PR #1312, opened 2025-09-22
Allow resizing intermediate framebuffer

katajakasa:
WIP

PR #1313, opened 2025-09-22
Mod support

Vagabond:
Things to do:

- [x] Require a mod manifest in each zip file
- [x] Either do not load mods in netplay mode, or load only cosmetic changes (would require retaining original sprites for compatible collision detection)
- [x] Fix all the memory leaks
- [x] Support for sprite information like collision coordinates, offsets and index reuse
- [x] Support for tournament pilot photos/logos to be higher resolution
- [x] Switch from file IDs to filenames (eg scene_id 8 -> "ARENA0", har_id 1 -> "FIGHTR1")
- [x] unify with https://www.omf2097.com/wiki/doku.php?id=openomf:openomf_mod_folder_structure

Depends on #1312 to properly display high-res assets.


src/resources/modmanager.h
```diff
@@ -0,0 +1,24 @@
+#ifndef MODMANAGER_H
+#define MODMANAGER_H
```
katajakasa, line 2: modmanager seems unnecessarily long. Maybe just prefix with "mods_" ?

src/resources/modmanager.h
```diff
@@ -0,0 +1,24 @@
...
+
+#include "formats/chr.h"
+#include "resource_files.h"
+#include "resources/af.h"
+#include "resources/af_move.h"
+#include "resources/animation.h"
+#include "resources/bk_info.h"
+#include "utils/hashmap.h"
```
katajakasa: hashmap not used in header btw

src/resources/modmanager.c
```diff
@@ -93,6 +97,15 @@ bool modmanager_init(void) {
                                 log_warn("failed to load sprite %s", str_c(&filename));
                             }
                         }
+#ifdef OPUSFILE_FOUND
+                    } else if(strcmp(".ogg", str_c(&ext)) == 0) {
```
katajakasa: str_equals(&ext, ".ogg")

src/utils/png_reader.c
```diff
@@ -37,14 +37,14 @@ static FILE *open_and_check(const char *filename) {
 }
 
 static void read_png_data(unsigned char *dst, png_structp png_ptr, png_infop info_ptr, int w, int h) {
-    png_bytep *row_pointers = png_malloc(png_ptr, h * png_get_rowbytes(png_ptr, info_ptr));
-    png_read_image(png_ptr, row_pointers);
+    png_uint_32 row_bytes = png_get_rowbytes(png_ptr, info_ptr);
```
katajakasa: row_bytes is unused

src/game/common_defines.c
```diff
@@ -55,7 +56,7 @@ int har_get_id(const char *name) {
     int num_hars = sizeof(har_type_names) / sizeof(har_type_names[0]);
 
     for(int id = 0; id < num_hars; id++) {
-        if(strcasecmp(name, har_type_names[id]) == 0) {
+        if(omf_strncasecmp(name, har_type_names[id], strlen(har_type_names[id])) == 0) {
```
Nopey:
```diff
-        if(strcasecmp(name, har_type_names[id]) == 0) {
+        if(omf_strncasecmp(name, har_type_names[id], strlen(har_type_names[id])) == 0) {
```
these lines lines are not equivalent, as the latter is a "is `har_type_names[id]` a suffix of `name`?" test, wheres the former is an equality test.

Do not pass strlen into the length argument of strncasecmp, this is an anti-pattern.

Perhaps: `omf_strncasecmp(name, har_type_names[id], SIZE_MAX)`, if you want to compare the whole strings? You could add this as a helper method, call it "omf_strcasecmp."

Nopey: correction: someone already added the omf_strcasecmp helper method, please use it. https://github.com/omf2097/openomf/blob/5cf380f41370e8913096445b970ec8290b19cf9b/src/utils/c_string_util.c#L55

src/resources/modmanager.h
Vagabond: I kind of like it longer, as it's very explicit what is happening?

Vagabond:
I'm going to start prepping this for review, I am going to punt all the remaining tasks to future PRs, the only bug remaining I intend to fix is that there's a problem with pilot portrait alignment in tournament matches.

src/resources/modmanager.h
katajakasa: Ok.

katajakasa:
"Prevent most mod assets loading during netplay" -- most. What is allowed ?

src/resources/modmanager.c
```diff
@@ -0,0 +1,1674 @@
...
+            log_info("Ignoring mod %s v%s in favor of existing v%s", name, version, existing->version);
+            cfg_free(cfg);
+            return false;
+        }
+    }
+
+    // Create manifest entry
+    mod_manifest manifest;
+    memset(&manifest, 0, sizeof(mod_manifest));
+    manifest.name = strdup(name);
```
katajakasa: omf_strdup()

src/resources/modmanager.c
```diff
@@ -0,0 +1,1674 @@
...
+            log_warn("Unknown language '%s' or index out of bounds", lang_name);
+            continue;
+        }
+
+        char *quote = cfg_getstr(lang, "quote");
+        if(quote) {
+            if(pilot->quotes[lang_index]) {
+                free(pilot->quotes[lang_index]);
+            }
+            pilot->quotes[lang_index] = strdup(quote);
```
katajakasa: omf_strdup

src/resources/modmanager.c
```diff
@@ -0,0 +1,1674 @@
...
+        }
+
+        // Update name
+        char *name = cfg_getstr(lang, "name");
+        if(name) {
+            log_info("previous title was %s", locale->title);
+            if(locale->title) {
+                free(locale->title);
+            }
+            locale->title = strdup(name);
```
katajakasa: omf_strdup

you get the idea :P

src/resources/modmanager.c
```diff
@@ -0,0 +1,1674 @@
...
+                        // this was loaded before
+                        str_free(&filename);
+                        zip_entry_close(zip);
+                        continue;
+                    }
+
+                    unsigned long long entry_size = zip_entry_uncomp_size(zip);
+                    void *entry_buf = omf_calloc(entry_size, 1);
+                    if(zip_entry_noallocread(zip, entry_buf, entry_size) < 0) {
+                        log_warn("failed to load %s into memory", zip_entry_name(zip));
```
katajakasa, line 390: continue;

?

src/resources/modmanager.c
```diff
@@ -0,0 +1,1674 @@
...
+bool modmanager_get_tournament_mod(const char *tournament_name, sd_tournament_file *tourn_data) {
+    if(!mods_allowed) {
+        return false;
+    }
+    if(!tournament_name || !tourn_data) {
+        return false;
+    }
+
+    str filename;
+    str_from_format(&filename, "tournaments/%s/tournament.ini", tournament_name);
```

*What to produce*. Number of lines in the records above holding the word "title": state it and nothing else.

*Reply to the task*. 4